Cue Wedding Songs

[Earth Gets Black; 2007]

Styles: post-rock, soundtrack, indie prog
Others: GY!BE, A Silver Mt. Zion, Rachel’s

Coming out of the lively music scene of Austin, Cue have a sound decidedly apart from that for which Austin has largely come to be known. With a level of musicianship very much in harmony with that scene, the band favors a sound more epic and sweeping than most rock and/or country acts. However, to say they have no comrades would be disingenuous, as Explosions in the Sky have been a significant presence for a few years now. What sets Cue apart from even them is the breadth and palette of sounds they employ to make their beautiful mix of classical and rock music.

Of course, there are bands outside their area code that share these characteristics, and this is an indicator of why Cue is such a prime candidate for further dissemination.
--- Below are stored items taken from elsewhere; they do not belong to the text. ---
PR #62, opened 2017-06-28
Fix README formatting

philipithomas:


mwitkow:
Fixed out of band, thanks for pointing out though!

PR #72, opened 2017-07-26
tracing/opentracing: add ClientSpanTagKey for client span tag extension.

bom-d-van:
Right now it's impossible to pass extra tags when UnaryClientInterceptor/StreamClientInterceptor
starts a new span. This commit extends this functionality by introducing a special
context key for newClientSpanFromContext to retrieve tags if it exists and pass it
to tracer.StartSpan.

### DIFF
--- a/tracing/opentracing/client_interceptors.go
+++ b/tracing/opentracing/client_interceptors.go
@@ -8,7 +8,7 @@ import (
 	"sync"
 
 	"github.com/grpc-ecosystem/go-grpc-middleware/util/metautils"
-	"github.com/opentracing/opentracing-go"
+	opentracing "github.com/opentracing/opentracing-go"
 	"github.com/opentracing/opentracing-go/ext"
 	"github.com/opentracing/opentracing-go/log"
 	"golang.org/x/net/context"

Their taut compositions are almost uniformly marked by a restless energy that's unapologetically hopeful and yearning. While these songs may have a quiet/loud/quiet structure guiding them (as does most post-rock), how they construct their contrasting lulls and maelstroms is exquisite to behold.

A primary force in their arsenal is the violin playing of Stacy Meshbane, an element as mutable as it is consistent. Her part serves as a melancholy anchor on "Wedding Song" and a shimmering, ethereal elements on "The Last Good Year of My Life." On "Can You See My Skeleton?," she leads the rocking charge as if squeezing out a blazing electric guitar solo, then gradually plucks her way into a sweet, graceful coda.

Guest musicians provide a number of additional ingredients, oboe, double bass, trumpet, etc., keeping the album from becoming too complacent with any one sonic identity. And, as with most post-rock outfits, there's a great rhythmic bed provided by drummer Jason Brister who deserves a gold star for keeping things solid throughout these ever-changing songs. However, only time will tell whether or not this is enough to garner Cue attention outside central Texas. For now, lucky listeners should feel privileged to be in on such a lovely secret.